ウイングアーク テクノロジーズの代表取締役社長は、自社イベントでのキャンペーンに合わせて和服姿で次世代帳票サービス戦略の発表に臨んだ。

 ウイングアーク テクノロジーズは11月30日、自社イベント「ウイングアーク・フォーラム2006」に合わせて東京都内で記者発表会を開催し、SaaS(Software as a Service)事業の展開を含む帳票ビジネスのサービス化に本格的に取り組む新戦略を明らかにした。

 新戦略を発表したウイングアークの代表取締役社長、内野弘幸氏は、「パッケージ・ソフトウェアを提供するソフト・ベンダーにとって、サービス・モデルを変えるのは決して簡単なことではないが、業界に先駆けて次世代のサービス・モデルをいち早く打ち出し、SaaSなどの新しいビジネスに積極的にチャレンジしていきたい」と抱負を述べた。

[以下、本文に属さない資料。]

PR #544, opened 2025-05-15
adds support for gzipped uri in artifacts manifest

jaxesn:
*Issue #, if available:*

*Description of changes:*

We are going to start publish .gz files for the individual binaries we download via nodeadm install.  This adds support for these in the manifest, which does not currently exist today, but will after the next platform release.  Currently during install we download ~200MB from the cloudfront distro, once these are all available as gz versions this will drop down to ~50MB.

*Testing (if applicable):*

### DIFF
--- a/internal/artifact/source.go
+++ b/internal/artifact/source.go
@@ -1,6 +1,7 @@
 package artifact
 
 import (
+	"compress/gzip"
 	"fmt"
 	"hash"
 	"io"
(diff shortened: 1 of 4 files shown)


internal/artifact/source.go
```diff
@@ -56,3 +71,13 @@ func WithNopChecksum(rc io.ReadCloser) Source {
 		ChecksumVerifier: nopChecksumVerifier{},
 	}
 }
+
+type gzipReadCloser struct {
+	*gzip.Reader
```
g-gaston, line 76: nit: i would not embed this one, it makes the implementation of Close() a bit less clear imo

g-gaston (approved):

PR #551, opened 2025-05-19
updates pod/node retries in e2e

jaxesn:
*Issue #, if available:*

*Description of changes:*

Switch most of the kubernetes retries in e2e to use the new helpers.  Most changes are pretty straightforward.  

For a couple, like WaitForNode and WaitForPod variants, I used the ListAndWait with a listOption filter vs using GetAndWait which does not give the error we would need to check if it was NotFound.

There are a few remaining uses of retry.OnError I have left for a future PR (if at all).  These are mostly cases that may be longer running actions, such as drain or getPodLogs.

*Testing (if applicable):*

### DIFF
--- a/internal/kubernetes/retry.go
+++ b/internal/kubernetes/retry.go
@@ -4,6 +4,7 @@ import (
 	"context"
 	"time"
 
+	apierrors "k8s.io/apimachinery/pkg/api/errors"
 	metav1 "k8s.io/apimachinery/pkg/apis/meta/v1"
 	"k8s.io/apimachinery/pkg/runtime"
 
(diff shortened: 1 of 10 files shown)


test/e2e/kubernetes/pod.go
```diff
@@ -92,64 +91,65 @@ func CreatePod(ctx context.Context, k8s kubernetes.Interface, pod *corev1.Pod, l
...
-				return false, nil // continue polling
+				return false
 			}
 		}
-
-		return true, nil // pod is running, stop polling
+		// stop polling
+		return true
+	}, func(opts *ik8s.ListOptions) {
+		opts.FieldSelector = listOptions.FieldSelector
```
g-gaston, line 119: maybe?
```suggestion
		opts.ListOptions = listOptions
```

internal/kubernetes/wait.go
```diff
@@ -10,7 +10,10 @@ import (
 	"github.com/aws/eks-hybrid/internal/retry"
 )
 
-const minWait = time.Duration(200 * time.Millisecond)
+const (
+	minWait = time.Duration(200 * time.Millisecond)
```
g-gaston, line 14: nit
this was "wrong" before
```suggestion
	minWait = 200 * time.Millisecond
```

internal/kubernetes/retry.go
```diff
@@ -72,6 +73,83 @@ func ListRetry[O runtime.Object](ctx context.Context, lister Lister[O], opts ...
...
+	err := retryRequest(ctx, func(ctx context.Context) error {
+		err := deleter.Delete(ctx, name, deleteOpt.DeleteOptions)
+		if apierrors.IsNotFound(err) {
+			notFoundErr = err
+			return nil
+		}
+		return err
+	})
+	if notFoundErr != nil {
+		return notFoundErr
```
g-gaston, line 108: not totally against this, but let's imagine this scenario:
1. We make first delete request. the object exists, the api server deletes it correctly from etcd and returns the 200 response, but the connection gets interrupted and the tcp session is aborted before we get the response.
2. We see this as a i/o timeout or connection reset by peer on our side. So we retry.
3. The API server receives the new request but the object has already been deleted, so it returns not found error.
4. We return the not found error as is to our caller.

From the caller perspective this is a bit confusing: does this mean the object didn't exist? 

Maybe it's because I'm assuming the same semantics as the other retry operations and we just need to define the semantics of retries for write operations. What do we want to retry for these? only i/o or connection errors? In that case maybe we could just check if the error is an API error and only retry if it's not. In that case the semantics would be: we retry until we get a response from the API server.

Not trying to be pedantic but I feel the semantics we want here are different than for the read operations. I find valuable to define them more concretely so the expectations are clear and callers can build accordingly.

internal/kubernetes/retry.go
```diff
@@ -72,6 +73,83 @@ func ListRetry[O runtime.Object](ctx context.Context, lister Lister[O], opts ...
...
+		var err error
+		created, err = creator.Create(ctx, obj, createOpt.CreateOptions)
+		if apierrors.IsAlreadyExists(err) {
+			alreadyExistsErr = err
+			return nil
+		}
+		return err
+	})
+	if alreadyExistsErr != nil {
+		return created, alreadyExistsErr
```
g-gaston, line 147: interesting
will created have the current value of the existing object?

test/e2e/kubernetes/serviceaccount.go
```diff
@@ -2,40 +2,31 @@ package kubernetes
...
+			Name:      name,
+			Namespace: namespace,
+		},
+	}
 
-		if _, err := k8s.CoreV1().ServiceAccounts(namespace).Create(ctx, serviceAccount, metav1.CreateOptions{}); err != nil {
-			return err
-		}
+	err := ik8s.IdempotentCreate(ctx, k8s.CoreV1().ServiceAccounts(namespace), sa)
+	if err != nil && !apierrors.IsAlreadyExists(err) {
```
g-gaston, line 27: nit
```suggestion
	if err != nil {
```

g-gaston (approved):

 同社の新戦略の大きな柱の1つは、同社の帳票パッケージ製品の開発・販売に付随する「帳票匠屋」と呼ばれる新サービス事業を展開すること。企業のIT部門やシステム・インテグレーター(SI)を対象に、総合的な帳票開発支援サービスを提供する。

 新事業には、帳票フォームの設計・開発の支援とそれに関連するプロフェッショナル・サービスの提供、顧客とパートナーとの交流の場を提供する帳票SNS(ソーシャル・ネットワーキング・サービス)の運営などが含まれる。12月1日からはサービス事業の第1弾として帳票開発支援向け総合サイトの運用が開始される。

12月1日から運用が開始される帳票開発支援総合サイト「帳票匠屋」

 新戦略のもう1つの大きな柱は、印刷データとルールに従って帳票を自動生成する次世代の帳票エンジンの提供だ。従来の帳票システムでは、リポート・フォームを事前に作成する必要があったが、新帳票エンジンは、印刷データを基に適切な帳票パターンを判別し、リポート・フォームを自動生成する。

 同エンジンには、フォームが用紙サイズをオーバーした際に、改行や改ページ、行幅を自動的に調整したり、各印字項目のフォントの大きさや、折り返しを自動調整したりする機能を備えている。

 ウイングアークでは、帳票ツールによる本格的なシステム導入が困難なSMB(中小規模企業)向けに、同エンジンを採用したSaaSベースのオンデマンド・サービスの提供を来年2月から開始する予定で、来年夏には、大量の印刷データを処理できる本格的なサービスの提供を開始するとしている。

 また、他のSaaSベンダーやASPのサービスとの連携を図ることにより、ユーザーが各種の業務サービスと帳票サービスをシームレスに利用できる環境を提供していく方針だ。実際に、セールスフォース・ドットコムとの間では、オンデマンド・アプリケーションにウイングアークの帳票エンジンを組み込む話し合いが進んでいるという。